С золотистой короной-подковой на юной голове (волос долог, ум длиннее!). Есть её малый обережный подвиг, может и ценнее подвигов  самого Невского, а то и Донского (потому как – женщина! и – одна!).

… Санятка, семилетний внук старого Мироныча,  крепенький, босой
(- Маманька приедет, опять цыпки зачнёт сводить; и ноги в новенькие сандалии втискивать – вот мука-то!), - вызвался проводить меня к храмовым белым камням, где лежит Тайдула.
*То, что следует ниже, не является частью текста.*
Issue #1559, opened 2017-10-27
compilation fails on doc comments inside of records


zploskey:
Repro:
```reason
type thing = { 
  .
  /**comment**/
  "name": string
};
```
results in the following compile-time error on Reason 1.13.7 w/ bs-platform@1.10.3 compiled (refmt gives the same error):
```
File "/home/user/project/src/doubleast_comment_in_obj.re", line 4, characters 2-8:
Error: 320: <UNKNOWN SYNTAX ERROR>
File "/home/user/project/src/doubleast_comment_in_obj.re", line 1:
Error: Error while running external preprocessor
```
On 3.0.0, refmt on this file gives
```
Error: 291: <UNKNOWN SYNTAX ERROR>
```

Note that when the non-sugared syntax is used it will compile but `refmt` fails, i.e.
```reason
type thing = Js.t {
  .
  /**comment**/
  name: string
};
```

```
$ refmt --in-place src/doubleast_comment_in_obj_desugared.re 
File "src/doubleasc_comment_in_obj_desugared.re", line 1, characters 18-19:
Error: 434: syntax error, consider adding a `;' before
```

Comment placement does not seem to matter as long as it's within the curly braces, it gives an error. Comments with a single opening `*` work fine.

cristianoc:
+ @andreypopp

chenglou:
Likewise for record:

```reason
type bla = {
  /** foo */
  foo: bar
}
```

zploskey:
On 3.0.1, doc comments in a Js.t object gives:
```
Error: 3053: <UNKNOWN SYNTAX ERROR>
```
Using a doc comment in a record gives:
```
Error: 2813: <UNKNOWN SYNTAX ERROR>
```
Can someone more familiar with the codebase tell me where the error codes are coming from and where might be a good place to look at to track down the problem? I guess this would probably be in the parser but I could waste a lot of time trying understand what's going on in there. I'm currently looking at places where Reason_parser_explain.message (the function that prints `<UNKNOWN SYNTAX ERROR>`) gets called and trying to trace back what's going on from there.

zploskey:
[...]

PR #1565, opened 2017-10-28
WIP: fixing #1559, doc comments inside record

zploskey:
Adds a test which triggers #1559, doc comments inside a record.

### DIFF
--- a/src/reason-parser/reason_parser.mly
+++ b/src/reason-parser/reason_parser.mly
@@ -3111,15 +3111,21 @@ expr_optional_constraint:
 record_expr:
   | DOTDOTDOT expr_optional_constraint lnonempty_list(preceded(COMMA,lbl_expr))
     { (Some $2, $3) }
-  | as_loc(label_longident) COLON expr
-    { (None, [($1, $3)]) }
+  | attribute as_loc(label_longident) COLON expr
+    { let rec_expr = {$4 with pexp_attributes = [$1] @ $4.pexp_attributes} in
+      (None, [($2, rec_expr)])
+    }
   | lseparated_two_or_more(COMMA, lbl_expr) COMMA?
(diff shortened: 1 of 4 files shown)


src/reason-parser/reason_parser.mly
```diff
@@ -3111,15 +3111,21 @@ expr_optional_constraint:
...
 
 lbl_expr:
-  | as_loc(label_longident) COLON expr { ($1, $3) }
-  | as_loc(label_longident)            { ($1, exp_of_label $1) }
+  | attribute as_loc(label_longident) COLON expr
+    { ($2, {$4 with pexp_attributes = [$1] @ $4.pexp_attributes} ) }
+  | attribute as_loc(label_longident)
+    { let exp = exp_of_label $2 in
+      ($2, {exp with pexp_attributes = [$1] @ exp.pexp_attributes})
+    }
```
zploskey: This compiles but broke attributes like this
```reason
[@bs.config {foo, jsx: 2}];
```
with this error that also appears many times on other tests:
```
Error: 2823: <UNKNOWN SYNTAX ERROR>
```
and also gave
```
File "./formatTest/unit_tests/input/./basicStructures.re", line 210, characters 25-28:
Error: 304: fun is a reserved keyword, it cannot be used as an identifier. Try `fun_' instead
```
It may be worthwhile trying a different approach unless someone has other ideas on how to make this work. Trying to use `item_attributes` instead introduces shift reduce conflicts that I don't yet really know how to deal with. Since we have the 4.04 AST available potentially we could use the [Docstrings](https://caml.inria.fr/pub/docs/manual-ocaml/libref/Docstrings.html) module to handle docstrings.

zploskey:
Fixed in #1817.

- Вот тут она где-то, наша Тайдула. Обходи осторожненько. И камень, камень, обязательно ладонью придержи. Лекарский камень-то. Силищи в нём - неохват! Только мягче, мягче. Дедке моему его дедка сказывал, сам Тохтамыш  к нам сюда по июльской подсохшей траве кажинный год на своём лохматом коньке наезжает. Звон послушать. С Тайдулой повидаться. А колокол я и сам сколько разов чуял. Обережный он. Да и Тохтамыш своих воинов тут бессменно держит. Потому силища в наших местах  - необъятная!

- Приложи ладонь-то. Тепло? Го-о-о-о-рячо?! Значит, ты Тайдуле глянулась.  А что ей любо, то и Тохтамышу в радость. Считай, свезло. Теперь воинов отрядит для твоего именного  обережения.  А Тайдула – та мудрая. Коса золотая длинна, а ум длиннее. Она женской силой отяжелит. Для неё невозможного нету. Самого хана золотой косой в полон взяла. Коли по плечу-сердцу любовь встретишь, силу небесную и земную чуять, почитай, как она,  станешь.